Start of Excerpted records

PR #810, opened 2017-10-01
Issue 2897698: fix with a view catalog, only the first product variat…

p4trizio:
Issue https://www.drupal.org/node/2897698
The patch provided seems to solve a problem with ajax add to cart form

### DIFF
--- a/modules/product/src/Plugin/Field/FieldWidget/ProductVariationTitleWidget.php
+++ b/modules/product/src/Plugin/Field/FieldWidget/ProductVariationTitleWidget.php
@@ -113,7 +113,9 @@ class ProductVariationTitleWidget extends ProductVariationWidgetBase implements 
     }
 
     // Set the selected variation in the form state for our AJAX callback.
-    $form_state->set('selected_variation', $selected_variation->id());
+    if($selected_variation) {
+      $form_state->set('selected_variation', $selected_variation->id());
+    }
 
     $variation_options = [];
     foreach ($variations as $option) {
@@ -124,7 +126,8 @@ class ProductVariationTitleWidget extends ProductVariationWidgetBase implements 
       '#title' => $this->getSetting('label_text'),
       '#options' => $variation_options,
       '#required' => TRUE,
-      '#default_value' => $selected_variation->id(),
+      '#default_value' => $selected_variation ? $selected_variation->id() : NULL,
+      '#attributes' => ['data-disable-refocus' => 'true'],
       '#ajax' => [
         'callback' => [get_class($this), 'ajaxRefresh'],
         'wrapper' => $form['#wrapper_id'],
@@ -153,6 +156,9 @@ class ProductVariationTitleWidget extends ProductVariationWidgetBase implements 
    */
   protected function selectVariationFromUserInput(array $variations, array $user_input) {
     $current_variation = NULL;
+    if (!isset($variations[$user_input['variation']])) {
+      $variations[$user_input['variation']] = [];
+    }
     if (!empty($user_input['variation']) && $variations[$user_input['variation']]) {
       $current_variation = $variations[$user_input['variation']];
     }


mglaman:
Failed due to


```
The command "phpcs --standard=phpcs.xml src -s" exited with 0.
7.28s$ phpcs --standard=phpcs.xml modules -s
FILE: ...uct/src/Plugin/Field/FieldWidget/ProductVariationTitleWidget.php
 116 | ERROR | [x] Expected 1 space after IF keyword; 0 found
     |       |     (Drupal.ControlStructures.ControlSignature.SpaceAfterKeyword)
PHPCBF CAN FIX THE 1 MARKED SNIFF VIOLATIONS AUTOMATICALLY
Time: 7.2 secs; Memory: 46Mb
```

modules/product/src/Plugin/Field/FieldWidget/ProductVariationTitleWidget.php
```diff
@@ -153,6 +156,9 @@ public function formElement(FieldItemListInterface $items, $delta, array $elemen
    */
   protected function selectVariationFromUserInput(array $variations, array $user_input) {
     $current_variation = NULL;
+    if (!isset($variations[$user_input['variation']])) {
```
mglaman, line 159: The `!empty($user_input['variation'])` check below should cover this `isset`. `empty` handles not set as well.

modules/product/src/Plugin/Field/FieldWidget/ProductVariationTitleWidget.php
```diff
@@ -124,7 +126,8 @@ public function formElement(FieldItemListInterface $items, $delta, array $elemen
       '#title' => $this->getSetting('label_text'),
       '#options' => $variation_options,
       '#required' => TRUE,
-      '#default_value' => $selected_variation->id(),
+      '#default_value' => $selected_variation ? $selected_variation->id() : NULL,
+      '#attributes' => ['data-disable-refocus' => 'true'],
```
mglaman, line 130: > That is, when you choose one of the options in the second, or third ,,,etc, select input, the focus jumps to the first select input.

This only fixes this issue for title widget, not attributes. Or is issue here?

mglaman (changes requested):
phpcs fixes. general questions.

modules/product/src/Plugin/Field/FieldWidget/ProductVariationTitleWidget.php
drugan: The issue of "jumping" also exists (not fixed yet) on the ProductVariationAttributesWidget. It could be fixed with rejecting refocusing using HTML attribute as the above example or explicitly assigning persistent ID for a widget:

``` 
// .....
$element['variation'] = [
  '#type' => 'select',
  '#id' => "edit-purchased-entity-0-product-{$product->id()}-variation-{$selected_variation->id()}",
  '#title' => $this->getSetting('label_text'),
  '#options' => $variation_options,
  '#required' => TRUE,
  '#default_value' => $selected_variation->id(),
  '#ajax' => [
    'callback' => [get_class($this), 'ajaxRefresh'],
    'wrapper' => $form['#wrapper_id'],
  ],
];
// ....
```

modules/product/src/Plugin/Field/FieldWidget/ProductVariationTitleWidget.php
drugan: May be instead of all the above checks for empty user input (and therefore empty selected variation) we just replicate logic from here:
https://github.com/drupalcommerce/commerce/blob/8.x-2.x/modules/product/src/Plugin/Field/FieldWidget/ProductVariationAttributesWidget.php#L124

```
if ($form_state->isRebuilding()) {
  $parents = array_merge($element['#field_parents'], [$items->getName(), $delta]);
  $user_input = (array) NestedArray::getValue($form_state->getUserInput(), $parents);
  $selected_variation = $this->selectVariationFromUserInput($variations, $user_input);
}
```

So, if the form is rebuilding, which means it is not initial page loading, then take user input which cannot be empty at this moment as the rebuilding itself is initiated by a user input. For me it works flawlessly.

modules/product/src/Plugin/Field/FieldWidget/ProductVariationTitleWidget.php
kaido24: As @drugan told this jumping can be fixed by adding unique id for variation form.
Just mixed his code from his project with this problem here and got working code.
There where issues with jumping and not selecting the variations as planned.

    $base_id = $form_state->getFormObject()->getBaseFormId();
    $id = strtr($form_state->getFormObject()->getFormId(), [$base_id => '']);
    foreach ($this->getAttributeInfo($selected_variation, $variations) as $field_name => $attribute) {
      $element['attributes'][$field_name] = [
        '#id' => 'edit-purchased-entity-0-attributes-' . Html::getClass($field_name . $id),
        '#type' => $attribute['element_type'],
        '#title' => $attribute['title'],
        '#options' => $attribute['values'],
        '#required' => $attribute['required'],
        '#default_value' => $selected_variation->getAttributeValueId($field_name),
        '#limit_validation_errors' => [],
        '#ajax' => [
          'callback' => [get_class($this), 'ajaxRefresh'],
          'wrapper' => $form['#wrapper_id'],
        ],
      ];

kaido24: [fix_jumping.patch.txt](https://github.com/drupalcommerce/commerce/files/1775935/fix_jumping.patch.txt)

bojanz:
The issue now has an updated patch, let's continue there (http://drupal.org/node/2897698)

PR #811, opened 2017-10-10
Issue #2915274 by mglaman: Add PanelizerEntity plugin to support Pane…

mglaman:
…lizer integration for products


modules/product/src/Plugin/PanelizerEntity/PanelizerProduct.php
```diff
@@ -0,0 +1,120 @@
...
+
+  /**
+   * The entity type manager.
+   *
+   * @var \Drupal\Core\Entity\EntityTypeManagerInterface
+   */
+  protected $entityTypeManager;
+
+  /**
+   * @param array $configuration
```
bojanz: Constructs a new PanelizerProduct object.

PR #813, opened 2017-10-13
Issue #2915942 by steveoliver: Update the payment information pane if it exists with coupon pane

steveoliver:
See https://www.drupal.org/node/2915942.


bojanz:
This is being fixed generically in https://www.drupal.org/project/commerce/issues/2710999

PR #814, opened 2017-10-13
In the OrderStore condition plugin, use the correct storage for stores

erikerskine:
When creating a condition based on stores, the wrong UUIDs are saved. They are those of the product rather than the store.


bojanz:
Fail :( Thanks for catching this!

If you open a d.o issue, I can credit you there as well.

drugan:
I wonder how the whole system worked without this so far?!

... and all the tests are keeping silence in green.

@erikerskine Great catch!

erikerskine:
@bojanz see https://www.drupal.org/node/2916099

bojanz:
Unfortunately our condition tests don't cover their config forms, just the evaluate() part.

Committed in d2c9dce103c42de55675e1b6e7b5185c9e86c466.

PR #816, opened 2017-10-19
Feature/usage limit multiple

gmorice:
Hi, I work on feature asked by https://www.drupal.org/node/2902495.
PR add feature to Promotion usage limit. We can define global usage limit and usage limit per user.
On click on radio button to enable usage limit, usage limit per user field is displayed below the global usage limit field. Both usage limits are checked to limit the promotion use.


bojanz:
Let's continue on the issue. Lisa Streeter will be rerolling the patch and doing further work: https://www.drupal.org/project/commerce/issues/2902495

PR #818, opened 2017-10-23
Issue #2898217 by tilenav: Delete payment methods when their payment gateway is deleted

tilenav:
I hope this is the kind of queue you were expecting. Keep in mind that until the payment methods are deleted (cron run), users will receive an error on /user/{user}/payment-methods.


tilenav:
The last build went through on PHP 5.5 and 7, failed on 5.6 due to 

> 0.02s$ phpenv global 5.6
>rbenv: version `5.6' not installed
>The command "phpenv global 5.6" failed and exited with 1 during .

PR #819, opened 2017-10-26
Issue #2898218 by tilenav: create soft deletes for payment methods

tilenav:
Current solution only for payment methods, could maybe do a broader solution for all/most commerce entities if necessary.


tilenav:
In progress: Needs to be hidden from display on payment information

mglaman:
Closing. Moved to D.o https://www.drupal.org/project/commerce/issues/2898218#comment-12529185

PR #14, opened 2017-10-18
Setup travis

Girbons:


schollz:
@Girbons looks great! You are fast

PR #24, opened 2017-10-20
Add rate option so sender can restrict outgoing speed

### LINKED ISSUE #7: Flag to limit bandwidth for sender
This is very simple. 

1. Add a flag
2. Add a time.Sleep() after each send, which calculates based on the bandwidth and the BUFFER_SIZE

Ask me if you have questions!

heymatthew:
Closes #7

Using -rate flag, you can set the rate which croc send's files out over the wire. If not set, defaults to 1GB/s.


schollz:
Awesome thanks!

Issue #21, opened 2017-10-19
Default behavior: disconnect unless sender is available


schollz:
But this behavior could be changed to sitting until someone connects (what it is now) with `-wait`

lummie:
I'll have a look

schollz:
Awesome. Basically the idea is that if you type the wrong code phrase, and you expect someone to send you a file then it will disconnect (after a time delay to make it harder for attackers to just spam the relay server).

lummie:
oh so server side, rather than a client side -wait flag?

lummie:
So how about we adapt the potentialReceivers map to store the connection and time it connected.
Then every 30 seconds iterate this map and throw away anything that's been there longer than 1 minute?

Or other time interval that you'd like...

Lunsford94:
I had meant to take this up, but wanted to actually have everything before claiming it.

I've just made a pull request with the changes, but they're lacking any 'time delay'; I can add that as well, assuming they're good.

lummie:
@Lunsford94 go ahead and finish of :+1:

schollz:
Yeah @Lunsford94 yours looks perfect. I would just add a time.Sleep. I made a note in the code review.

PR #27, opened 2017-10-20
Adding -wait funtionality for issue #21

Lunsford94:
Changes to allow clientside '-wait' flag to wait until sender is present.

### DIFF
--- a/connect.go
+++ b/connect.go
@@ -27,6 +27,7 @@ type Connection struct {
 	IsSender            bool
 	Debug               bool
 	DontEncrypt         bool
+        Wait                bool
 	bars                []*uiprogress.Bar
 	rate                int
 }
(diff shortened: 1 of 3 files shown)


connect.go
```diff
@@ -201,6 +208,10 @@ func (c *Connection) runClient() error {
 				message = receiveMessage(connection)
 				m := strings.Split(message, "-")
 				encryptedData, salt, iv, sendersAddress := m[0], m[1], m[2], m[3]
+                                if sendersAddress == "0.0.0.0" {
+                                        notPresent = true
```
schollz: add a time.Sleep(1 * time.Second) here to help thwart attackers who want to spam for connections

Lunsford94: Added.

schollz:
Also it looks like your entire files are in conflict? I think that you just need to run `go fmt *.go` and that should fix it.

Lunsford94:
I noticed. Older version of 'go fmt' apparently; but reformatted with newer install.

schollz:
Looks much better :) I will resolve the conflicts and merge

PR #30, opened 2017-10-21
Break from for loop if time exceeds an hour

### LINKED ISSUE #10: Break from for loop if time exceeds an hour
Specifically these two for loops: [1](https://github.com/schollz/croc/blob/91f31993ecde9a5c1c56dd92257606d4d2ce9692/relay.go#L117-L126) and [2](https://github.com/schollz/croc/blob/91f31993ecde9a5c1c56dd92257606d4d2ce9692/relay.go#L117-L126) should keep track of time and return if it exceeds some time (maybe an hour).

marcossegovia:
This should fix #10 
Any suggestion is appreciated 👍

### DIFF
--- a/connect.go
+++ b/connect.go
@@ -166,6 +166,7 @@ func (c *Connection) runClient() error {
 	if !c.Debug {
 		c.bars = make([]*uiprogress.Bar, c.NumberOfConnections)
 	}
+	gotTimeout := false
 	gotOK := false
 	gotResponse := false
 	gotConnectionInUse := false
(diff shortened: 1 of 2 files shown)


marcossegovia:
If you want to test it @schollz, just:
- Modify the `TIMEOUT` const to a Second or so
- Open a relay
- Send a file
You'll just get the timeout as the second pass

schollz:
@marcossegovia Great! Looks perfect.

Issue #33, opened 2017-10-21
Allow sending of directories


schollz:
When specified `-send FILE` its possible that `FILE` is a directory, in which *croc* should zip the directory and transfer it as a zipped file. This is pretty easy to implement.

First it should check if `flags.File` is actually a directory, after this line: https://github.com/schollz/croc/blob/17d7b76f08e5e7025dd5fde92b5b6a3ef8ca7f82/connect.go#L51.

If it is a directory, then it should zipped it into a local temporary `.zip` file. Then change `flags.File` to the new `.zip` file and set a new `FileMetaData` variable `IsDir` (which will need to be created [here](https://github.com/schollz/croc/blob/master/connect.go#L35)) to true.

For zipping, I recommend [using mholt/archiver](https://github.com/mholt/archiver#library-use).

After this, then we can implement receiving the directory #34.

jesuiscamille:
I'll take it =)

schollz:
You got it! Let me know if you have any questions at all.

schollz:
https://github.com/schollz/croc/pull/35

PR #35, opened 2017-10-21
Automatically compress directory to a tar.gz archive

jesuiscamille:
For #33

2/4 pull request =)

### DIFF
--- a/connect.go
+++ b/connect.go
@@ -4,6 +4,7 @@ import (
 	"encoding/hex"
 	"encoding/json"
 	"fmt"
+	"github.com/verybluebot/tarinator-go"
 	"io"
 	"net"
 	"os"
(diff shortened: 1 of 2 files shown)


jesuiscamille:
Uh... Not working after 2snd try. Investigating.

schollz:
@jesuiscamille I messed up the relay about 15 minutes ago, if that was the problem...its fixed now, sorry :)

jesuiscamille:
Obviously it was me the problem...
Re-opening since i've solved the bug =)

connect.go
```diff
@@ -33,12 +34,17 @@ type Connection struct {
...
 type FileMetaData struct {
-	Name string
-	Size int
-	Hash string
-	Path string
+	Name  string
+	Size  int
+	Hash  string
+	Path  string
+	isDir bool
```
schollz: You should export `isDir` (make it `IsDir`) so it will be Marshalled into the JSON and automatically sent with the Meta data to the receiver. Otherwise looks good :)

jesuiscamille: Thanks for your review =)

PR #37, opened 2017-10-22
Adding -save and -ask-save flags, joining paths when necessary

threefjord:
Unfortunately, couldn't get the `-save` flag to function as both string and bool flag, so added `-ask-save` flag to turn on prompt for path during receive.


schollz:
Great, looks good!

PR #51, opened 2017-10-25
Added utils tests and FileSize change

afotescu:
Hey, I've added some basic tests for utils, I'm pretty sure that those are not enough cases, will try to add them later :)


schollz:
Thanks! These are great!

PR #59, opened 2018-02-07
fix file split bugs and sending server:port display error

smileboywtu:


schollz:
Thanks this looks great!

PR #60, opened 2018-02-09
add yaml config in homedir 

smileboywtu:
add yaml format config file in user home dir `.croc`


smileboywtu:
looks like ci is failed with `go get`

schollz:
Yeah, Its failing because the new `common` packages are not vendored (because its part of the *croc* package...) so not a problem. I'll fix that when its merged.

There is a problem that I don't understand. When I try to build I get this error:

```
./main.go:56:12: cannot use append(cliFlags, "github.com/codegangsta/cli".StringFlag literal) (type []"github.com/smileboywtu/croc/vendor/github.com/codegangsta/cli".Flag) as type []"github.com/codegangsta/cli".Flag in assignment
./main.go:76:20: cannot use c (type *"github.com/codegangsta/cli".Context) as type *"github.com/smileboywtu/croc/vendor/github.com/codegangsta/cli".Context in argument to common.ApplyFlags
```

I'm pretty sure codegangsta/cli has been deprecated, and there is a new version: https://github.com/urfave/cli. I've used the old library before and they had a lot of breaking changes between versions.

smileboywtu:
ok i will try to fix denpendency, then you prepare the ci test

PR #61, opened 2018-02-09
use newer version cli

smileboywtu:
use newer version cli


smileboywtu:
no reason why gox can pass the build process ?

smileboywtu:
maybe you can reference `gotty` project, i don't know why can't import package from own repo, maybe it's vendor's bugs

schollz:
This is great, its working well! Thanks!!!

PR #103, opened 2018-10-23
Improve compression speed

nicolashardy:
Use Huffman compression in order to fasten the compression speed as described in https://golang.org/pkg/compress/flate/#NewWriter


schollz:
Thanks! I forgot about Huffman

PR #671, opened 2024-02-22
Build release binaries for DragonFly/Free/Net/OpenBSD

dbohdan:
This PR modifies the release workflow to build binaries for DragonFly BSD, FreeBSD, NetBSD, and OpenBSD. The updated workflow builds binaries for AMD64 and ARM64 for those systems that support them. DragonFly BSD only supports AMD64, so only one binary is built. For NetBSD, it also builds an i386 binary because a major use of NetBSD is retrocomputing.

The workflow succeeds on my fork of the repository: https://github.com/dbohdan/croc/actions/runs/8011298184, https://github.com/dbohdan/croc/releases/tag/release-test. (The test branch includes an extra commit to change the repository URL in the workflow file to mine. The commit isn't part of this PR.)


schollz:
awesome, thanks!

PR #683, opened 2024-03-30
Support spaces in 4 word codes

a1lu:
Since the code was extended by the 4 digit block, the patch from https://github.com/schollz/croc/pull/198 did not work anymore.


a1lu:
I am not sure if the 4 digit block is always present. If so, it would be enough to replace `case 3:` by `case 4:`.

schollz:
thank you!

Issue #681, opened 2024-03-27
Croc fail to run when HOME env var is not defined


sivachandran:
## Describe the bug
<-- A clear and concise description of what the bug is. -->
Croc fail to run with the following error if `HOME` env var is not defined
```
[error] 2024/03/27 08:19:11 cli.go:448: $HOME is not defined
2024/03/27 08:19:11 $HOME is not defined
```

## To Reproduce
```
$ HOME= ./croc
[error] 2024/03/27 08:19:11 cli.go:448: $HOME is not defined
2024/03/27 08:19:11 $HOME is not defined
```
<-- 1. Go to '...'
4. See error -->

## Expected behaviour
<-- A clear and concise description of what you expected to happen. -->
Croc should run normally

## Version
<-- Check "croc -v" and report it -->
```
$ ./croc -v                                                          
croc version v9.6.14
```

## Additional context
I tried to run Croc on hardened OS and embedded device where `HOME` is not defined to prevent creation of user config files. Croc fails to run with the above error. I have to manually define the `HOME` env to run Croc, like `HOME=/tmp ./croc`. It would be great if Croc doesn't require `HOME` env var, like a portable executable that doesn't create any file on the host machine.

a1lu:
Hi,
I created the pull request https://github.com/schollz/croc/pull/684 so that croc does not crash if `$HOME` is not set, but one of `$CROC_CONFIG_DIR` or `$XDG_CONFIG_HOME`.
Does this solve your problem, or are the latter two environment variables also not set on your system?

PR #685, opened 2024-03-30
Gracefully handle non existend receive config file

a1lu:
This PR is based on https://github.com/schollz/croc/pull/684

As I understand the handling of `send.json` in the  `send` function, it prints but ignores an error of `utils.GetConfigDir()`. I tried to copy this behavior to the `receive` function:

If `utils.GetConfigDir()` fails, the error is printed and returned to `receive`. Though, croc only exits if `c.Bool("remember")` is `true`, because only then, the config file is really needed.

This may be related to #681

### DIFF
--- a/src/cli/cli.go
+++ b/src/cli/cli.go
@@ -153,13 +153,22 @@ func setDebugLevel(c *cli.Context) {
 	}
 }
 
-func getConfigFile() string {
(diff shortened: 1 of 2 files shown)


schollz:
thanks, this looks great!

End of Excerpted records

▶ [What you are asked to do] Copy every line where the word "Girbons" is present in the entries above.

▶ [Your response]
Girbons:
@Girbons looks great! You are fast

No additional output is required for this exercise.